**Task brief:** Starting at the top of the entries below, set down every line exactly, please, until you reach the line with "For example when", which is included too.

-- -- --

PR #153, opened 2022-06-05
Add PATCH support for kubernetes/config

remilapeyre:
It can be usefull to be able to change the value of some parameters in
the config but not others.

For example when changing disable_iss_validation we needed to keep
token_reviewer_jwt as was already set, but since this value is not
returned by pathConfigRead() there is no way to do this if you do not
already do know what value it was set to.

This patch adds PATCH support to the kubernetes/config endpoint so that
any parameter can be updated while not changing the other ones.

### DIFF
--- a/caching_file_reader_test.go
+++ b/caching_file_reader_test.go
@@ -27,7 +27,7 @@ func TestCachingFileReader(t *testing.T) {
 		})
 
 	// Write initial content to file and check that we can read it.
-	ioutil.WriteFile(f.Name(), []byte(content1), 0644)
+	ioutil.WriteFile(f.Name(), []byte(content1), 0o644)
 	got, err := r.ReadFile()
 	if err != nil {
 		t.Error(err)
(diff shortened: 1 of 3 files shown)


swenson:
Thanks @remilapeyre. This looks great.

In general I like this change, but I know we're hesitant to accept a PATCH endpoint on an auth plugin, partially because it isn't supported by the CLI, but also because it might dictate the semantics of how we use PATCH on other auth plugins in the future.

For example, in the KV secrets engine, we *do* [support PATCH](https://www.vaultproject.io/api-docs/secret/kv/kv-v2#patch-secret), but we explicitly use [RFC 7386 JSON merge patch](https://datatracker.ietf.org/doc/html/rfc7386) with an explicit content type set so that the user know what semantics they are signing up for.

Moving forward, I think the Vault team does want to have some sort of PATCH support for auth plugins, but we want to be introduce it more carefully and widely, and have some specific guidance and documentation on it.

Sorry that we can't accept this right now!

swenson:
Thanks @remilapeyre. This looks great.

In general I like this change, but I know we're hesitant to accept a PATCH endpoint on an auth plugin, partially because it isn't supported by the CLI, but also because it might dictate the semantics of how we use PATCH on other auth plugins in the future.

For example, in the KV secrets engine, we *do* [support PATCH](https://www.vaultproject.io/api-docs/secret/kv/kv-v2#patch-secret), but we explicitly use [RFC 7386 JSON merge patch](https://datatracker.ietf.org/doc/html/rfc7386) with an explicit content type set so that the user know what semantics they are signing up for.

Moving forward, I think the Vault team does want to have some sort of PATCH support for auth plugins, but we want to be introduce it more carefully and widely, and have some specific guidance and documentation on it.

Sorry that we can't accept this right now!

-- -- --

**Exercise output:**
PR #153, opened 2022-06-05
Add PATCH support for kubernetes/config

remilapeyre:
It can be usefull to be able to change the value of some parameters in
the config but not others.

For example when changing disable_iss_validation we needed to keep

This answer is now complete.